A ideia de que a depressão é causada por um “desequilíbrio químico no cérebro” tornou‑se uma das narrativas mais influentes da medicina moderna. Durante décadas, foi repetida em consultórios, campanhas de saúde pública, anúncios televisivos e até em conversas informais entre amigos. Tornou‑se tão familiar que quase ninguém a questiona. Mas familiaridade não é o mesmo que verdade.


O que sabemos hoje é que esta explicação simples — quase sedutora na sua clareza — nunca foi comprovada. E, no entanto, moldou profundamente a forma como entendemos o sofrimento humano, como tratamos a depressão e como as pessoas se veem a si próprias quando atravessam momentos difíceis.


Este primeiro artigo, de uma série de cinco, explora como esta narrativa nasceu, porque ganhou tanta força e o que a investigação contemporânea realmente mostra.


Como nasceu a ideia do “desequilíbrio químico”


A teoria ganhou força no final dos anos 80 do século passado, quando surgiram os primeiros antidepressivos modernos, especialmente os inibidores seletivos da recaptação da serotonina (ISRS). A indústria farmacêutica percebeu rapidamente que uma explicação simples ajudava a vender um produto complexo. A mensagem era direta:

“A tua tristeza é causada por falta de serotonina. Este medicamento corrige isso.”

Não havia provas sólidas disso na altura — e continua a não haver hoje — mas a narrativa era tão intuitiva que se tornou irresistível. Era mais fácil acreditar que a depressão era um problema químico do que enfrentar a complexidade do sofrimento humano.


Investigadores como Joanna Moncrieff, Irving Kirsch, Mark Horowitz e outros têm mostrado, ao longo de anos, que não existe evidência consistente de que pessoas com depressão tenham níveis mais baixos de serotonina ou qualquer outro marcador biológico específico.

Não existe um “teste de serotonina” fidedigno, nem um exame que identifique um desequilíbrio químico.

A teoria tornou‑se popular não porque fosse verdadeira, mas porque era conveniente.

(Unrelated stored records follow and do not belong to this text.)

PR #460, opened 2024-10-22
Support for including all certificates from a secret/configMap in bundle source

juliocamarero:
closes: https://github.com/cert-manager/trust-manager/issues/458

### Pull Request Motivation

This add support for including in a bundle not just one certificate referenced by a key in a configMap or secret, but all of the certificates included in the configMap or secret. 

This is how we currently include a bundle a source PEM from a secret referenced by key:
```yaml
kind: Bundle
metadata:
  name: my-org.com  
spec:
  sources:
  - secret:
      name: "my-certs"
      key: "ca.crt"
```

And this is how we could include all the certificates in a secret or configMap after these changes:
```yaml
kind: Bundle
metadata:
  name: my-org.com  
spec:
  sources:
  - secret:
      name: "my-certs"
      includeAllKeys: true
 - configMap:
      name: "more-certs"
      includeAllKeys: true
```

We discussed the usage of regular expression instead in https://github.com/cert-manager/trust-manager/pull/459 but it was discarded for the complexity added to end users.

We also decided to prevent users from using `includeAllKeys` on secrets of type TLS since that would include the private key.

### Kind
 
/kind feature

### Release Note
```
Add support for including in a bundle not just one certificate referenced by a key in a configMap or secret, but all of the certificates included in the configMap or secret. 
```


SgtCoDFish (approved):
/lgtm
/approve

I think this looks like a great improvement, thank you! 🚀 

Really great to have you involved with the project 😁

SgtCoDFish:
@juliocamarero thanks again for this!

Do you fancy updating https://github.com/cert-manager/website/blob/master/content/docs/trust/trust-manager/README.md to add some quick docs around this?

juliocamarero:
> @juliocamarero thanks again for this!
> 
> Do you fancy updating https://github.com/cert-manager/website/blob/master/content/docs/trust/trust-manager/README.md to add some quick docs around this?

Absolutely, I'm on it! :)

juliocamarero:
Here is the PR updating the website docs: https://github.com/cert-manager/website/pull/1594 
Thanks again folks! 🙇

PR #468, opened 2024-11-05
WIP: POC of dynamic authority

erikgb:
This PR was created to show how trust-manager could look like without a requirement for cert-manager to be pre-installed. **It is not supposed to be merged** - at least not in the present state.

Inspired by the bootstrap mechanism cert-manager uses to bootstrap it's webhooks, I created https://github.com/erikgb/dynamic-authority. I have no plans to maintain such a project alone, and most of the code comes from cert-manager, so I hope this eventually could become a new project under the cert-manager org. 😺 

I also had to copy some awesome PKI code from cert-manager into the new project. IMO we should create a dedicated cert-manager PKI project with all the nice PKI helpers battle-tested as part of cert-manager. This could allow reuse across other cert-manager projects without the unfortunate dependency to cert-manager/cert-manager.


erikgb:
@SgtCoDFish I have now reconfigured the RBAC to (almost) least-privilege, as you commented in one of our stand-ups where we discussed this PR. The new control loops still need RBAC to read all validation webhook configurations (cluster-wide) and secrets in the controller namespace (it already has this permission). But the create/patch permissions are now targeted on resources by name. I personally don't see a big benefit of narrowing it even more, as I have a feeling controller-runtime doesn't support watching resources by name out-of-the-box and will require even more complex code in the new module.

O que a ciência realmente mostra


Apesar de décadas de investigação, não existe um marcador biológico que permita diagnosticar depressão. Não existe exame de sangue, ressonância magnética, teste genético ou análise fisiológica que identifique a condição. O diagnóstico continua a ser feito exclusivamente através de questionários e entrevistas clínicas.


Isto cria um paradoxo profundo:

  • A depressão é frequentemente apresentada como uma doença biológica.

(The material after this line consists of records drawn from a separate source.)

Issue #453, opened 2024-10-11
[Chart] Add SecretTemplate for Certificate generated for webhook


guntiskarulis:
Please add an option to include a `spec.SecretTemplate` for the webhook Certificate. Currently, it will create a secret without any labels or annotations, which can be troublesome if we have admission controllers that do not allow mounting secrets without matching labels.

PR #469, opened 2024-11-05
feat(helm): add secretTemplate-ing to certificate

guntiskarulis:
**Pull Request Motivation**
Some environments have admission webhooks that might mandate specific labels or annotations. This change allows chart users to set labels and/or annotations in the Secret created by the Certificate resources.

Close https://github.com/cert-manager/trust-manager/issues/453

### DIFF
--- a/deploy/charts/trust-manager/templates/certificate.yaml
+++ b/deploy/charts/trust-manager/templates/certificate.yaml
@@ -24,6 +24,10 @@ spec:
   dnsNames:
   - "{{ include "trust-manager.name" . }}.{{ include "trust-manager.namespace" . }}.svc"
   secretName: {{ include "trust-manager.name" . }}-tls
+  {{- with .Values.app.webhook.tls.certificate.secretTemplate }}
+  secretTemplate:
+    {{- toYaml .| nindent 4 }}
+  {{- end }}
   revisionHistoryLimit: 1
   issuerRef:
     name: {{ include "trust-manager.name" . }}
--- a/deploy/charts/trust-manager/values.yaml
+++ b/deploy/charts/trust-manager/values.yaml
@@ -251,6 +251,17 @@ app:
 
         # The name of cert-manager's Service Account. Only used if `app.webhook.tls.approverPolicy.enabled` is true.
         certManagerServiceAccount: "cert-manager"
+
+      # Add labels/annotations to secrets created by Certificate resources when using cert-manager provisioned TLS certificate.
+      certificate:
+        secretTemplate: {}
+          # For example:
+          #   annotations:
+          #     my-secret-annotation-1: "foo"
+          #     my-secret-annotation-2: "bar"
+          #   labels:
+          #     my-secret-label: foo
+
     # This value specifies if the app should be started in hostNetwork mode. It is required for use in some managed Kubernetes clusters (such as AWS EKS) with custom CNI.
     hostNetwork: false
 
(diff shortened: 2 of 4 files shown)


deploy/charts/trust-manager/templates/certificate.yaml
```diff
@@ -24,6 +24,8 @@ spec:
   dnsNames:
   - "{{ include "trust-manager.name" . }}.{{ include "trust-manager.namespace" . }}.svc"
   secretName: {{ include "trust-manager.name" . }}-tls
+  secretTemplate:
+    {{- toYaml .Values.certificates.certManager.secretTemplate | nindent 4 }}
```
erikgb, line 28: Maybe add a conditional around this, so we avoid setting `secretTemplate` to an empty dict by default?

guntiskarulis: Thanks! Added condition around secretTemplate and fixed value ref.

deploy/charts/trust-manager/templates/certificate.yaml
```diff
@@ -24,6 +24,10 @@ spec:
   dnsNames:
   - "{{ include "trust-manager.name" . }}.{{ include "trust-manager.namespace" . }}.svc"
   secretName: {{ include "trust-manager.name" . }}-tls
+  {{- if and (hasKey .Values.app.webhook.tls "secretTemplate") .Values.app.webhook.tls.secretTemplate }}
+  secretTemplate:
+    {{- toYaml .Values.app.webhook.tls.secretTemplate | nindent 4 }}
+  {{- end }}
```
erikgb, line 30:
```suggestion
  {{-  with .Values.app.webhook.tls.secretTemplate }}
  secretTemplate:
    {{- toYaml . | nindent 4 }}
  {{- end }}
```

I think something like this should work. Please verify with "helm template" locally. :-)

guntiskarulis: yes, way better.

deploy/charts/trust-manager/values.yaml
```diff
@@ -251,6 +251,16 @@ app:
 
         # The name of cert-manager's Service Account. Only used if `app.webhook.tls.approverPolicy.enabled` is true.
         certManagerServiceAccount: "cert-manager"
+
+      secretTemplate: {}
+        # Add labels/annotations to secrets created by Certificate resources
```
erikgb, line 256: I think the comments should be above the value, and not below. At least the description. Note that we generate the schema and docs.

guntiskarulis: Alright, will move description of the key above and yes, I just noticed about schema and docs.

deploy/charts/trust-manager/templates/certificate.yaml
```diff
@@ -24,6 +24,10 @@ spec:
   dnsNames:
   - "{{ include "trust-manager.name" . }}.{{ include "trust-manager.namespace" . }}.svc"
   secretName: {{ include "trust-manager.name" . }}-tls
+  {{- with .Values.app.webhook.tls.secretTemplate }}
```
erikgb, line 27:
```suggestion
  {{- with .Values.app.webhook.tls.certificate.secretTemplate }}
```

Thinking a bit more about this, I think we should make it clear that this only applies if using cert-manager to provision webhook TLS certificate. We already have a Helm alternative, and I think we might add other options later on.

deploy/charts/trust-manager/values.yaml
erikgb: You might have to try a bit locally and see that the schema and docs are generated correctly. :-)

deploy/charts/trust-manager/templates/certificate.yaml
guntiskarulis: Yep, I agree with you on this. I will update to be more explicit.

erikgb:
Thanks @guntiskarulis! 🚀 

/lgtm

  • Mas não existe qualquer exame que a comprove.

  • Ainda assim, o tratamento mais comum envolve substâncias químicas potentes que atuam no cérebro e em vários outros órgãos.

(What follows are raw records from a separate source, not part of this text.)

PR #474, opened 2024-11-14
Fix crd validation: Key should not be required anymore in bundle source resources

juliocamarero:
Hi folks, 

in my last contribution (https://github.com/cert-manager/trust-manager/pull/460) I made a mistake.

I didn't realize the "key" when specifying a source secret with "includeAllKeys" was still required in the CRD. 
This causes the webhook to reject bundles which use the new field:
```
validatingwebhookconfiguration.admissionregistration.k8s.io/trust-manager configured
The Bundle "ecp-internal-cas" is invalid: spec.sources[1].secret.key: Required value
```


pkg/apis/trust/v1alpha1/types_bundle.go
```diff
@@ -169,9 +169,9 @@ type SourceObjectKeySelector struct {
 	//+optional
 	Selector *metav1.LabelSelector `json:"selector,omitempty"`
 
-	// KeySelector is the key of the entry in the objects' `data` field to be referenced.
+	// Key is the key of the entry in the object's `data` field to be used.
 	//+optional
-	KeySelector `json:",inline,omitempty"`
+	Key *string `json:"key"`
```
erikgb, line 174:
```suggestion
	Key *string `json:"key,omitempty"`
```

What's your motivation for renaming this Go field? I don't think it's required to do, and I assume there was a reason for the extra abstraction when this field was introduced.

erikgb (commented):
Thanks for coming back to fix this, @juliocamarero! I was expecting a minor fix, so my main question is why you are suggesting to rename a (Go) field.

pkg/apis/trust/v1alpha1/types_bundle.go
juliocamarero: Thanks a lot for having a look so fast @erikgb 🙇 

> What's your motivation for renaming this Go field?

It's not just a renaming. I am using a string pointer directly instead of using a struct which embeds a string.
If you look at the autogenerated changes in the CRD, the only change is that now the `key` field is not required anymore, there isn't any field renamed there.

Let me explain the problem as I see it:
- The struct `SourceObjectKeySelector` doest not have an explicit `Key`field, instead, it has a  `KeySelector` field of type struct which contains a `Key`field, and the `KeySelector` field is annotated with `json:inline` which makes the field `key`to be implicetly a field the `SourceObjectKeySelector` in json. 
- We want the `key` field of the struct `SourceObjectKeySelector` in json to be optional (because it shouldn't be used when `includeAllKeys: true`
- The field `KeySelector` in the `SourceObjectKeySelector` was already marked as optional. However, since `Key` is required inside the KeySelector struct, when the CRD is autogenerated, the field `key` is always marked as required. 

These are the different approaches I tried:
- changing the `KeySelector` to `*KeySelector`in the `SourceObjectKeySelector`, this didn't change anything in the CRD, `key` was still required
- changing the `Key` inside the `KeySelector` struct to be optional. This change made the `key` field optional in the CRD, but not only for the `SourceObjectKeySelector`, but also for several other models for which it shouldn't be optional.

>  I was expecting a minor fix

I was expecting a minor fix too 😅 Happy to try any other suggestion you may have :) (hopefully there is a secret trick to make this field not required in the CRD which I am not aware of 🪄 )

I only could think of another approach, which is to introduce a new struct called `OptionalKeySelector` to be used instead of the existing `KeySelector`in the `SourceObjectKeySelector`. It would just contain the string pointer `Key`. I couldn't think of any benefit of having this additional struct for wrapping a string pointer, so that's why I used the `Key` directly.

Thanks again Erik!!  🙇

juliocamarero: You are absolutely right! I hadn't thought of this 🙈 
This simplifies the logic and reduces the amount of changes need 👌

pkg/apis/trust/v1alpha1/types_bundle.go
```diff
@@ -169,9 +169,9 @@ type SourceObjectKeySelector struct {
 	//+optional
 	Selector *metav1.LabelSelector `json:"selector,omitempty"`
 
-	// KeySelector is the key of the entry in the objects' `data` field to be referenced.
+	// Key is the key of the entry in the objects' `data` field to be referenced.
```
erikgb, line 172:
```suggestion
	// Key of the entry in the object's `data` field to be used.
```

Possible better aligned with the new `IncludeAllKeys` field?

erikgb (commented):
Looks great @juliocamarero! Just a minor suggestion to the field description. Let me know what you think. Can you update the PR title and squash everything into a single commit before we merge?

pkg/apis/trust/v1alpha1/types_bundle.go
juliocamarero: Perfect, done! I've squased all commits into one below: https://github.com/cert-manager/trust-manager/pull/474/commits/18ba82c5d77f26cc3a8675d18ddd4121fee657d6

erikgb (commented):
Thanks for this important fix @juliocamarero! It was required to change more code than anticipated, but I think the changes represented a simplification. 🚀 

/lgtm
/approve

Se imaginarmos um oncologista a diagnosticar cancro apenas com um questionário, sem exames, sem biópsias, sem análises, a ideia pareceria absurda. Mas é exatamente assim que a depressão é diagnosticada.


Porque esta narrativa se tornou tão dominante


A explicação bioquímica oferecia várias vantagens sociais e culturais:

  • Reduzia o estigma, ao sugerir que a depressão não era fraqueza, mas um problema químico.

  • Simplificava a comunicação, tornando um fenómeno complexo mais fácil de explicar.

  • Facilitava o marketing, criando uma ponte direta entre causa e tratamento.

  • Ajudava a medicina a manter autoridade, ao enquadrar o sofrimento humano dentro de um modelo biomédico.


Mas também trouxe consequências:

  • As pessoas passaram a acreditar que algo estava “errado” no seu cérebro.

  • O sofrimento emocional foi transformado em patologia.

  • A narrativa desviou a atenção de fatores sociais, económicos, relacionais e psicológicos.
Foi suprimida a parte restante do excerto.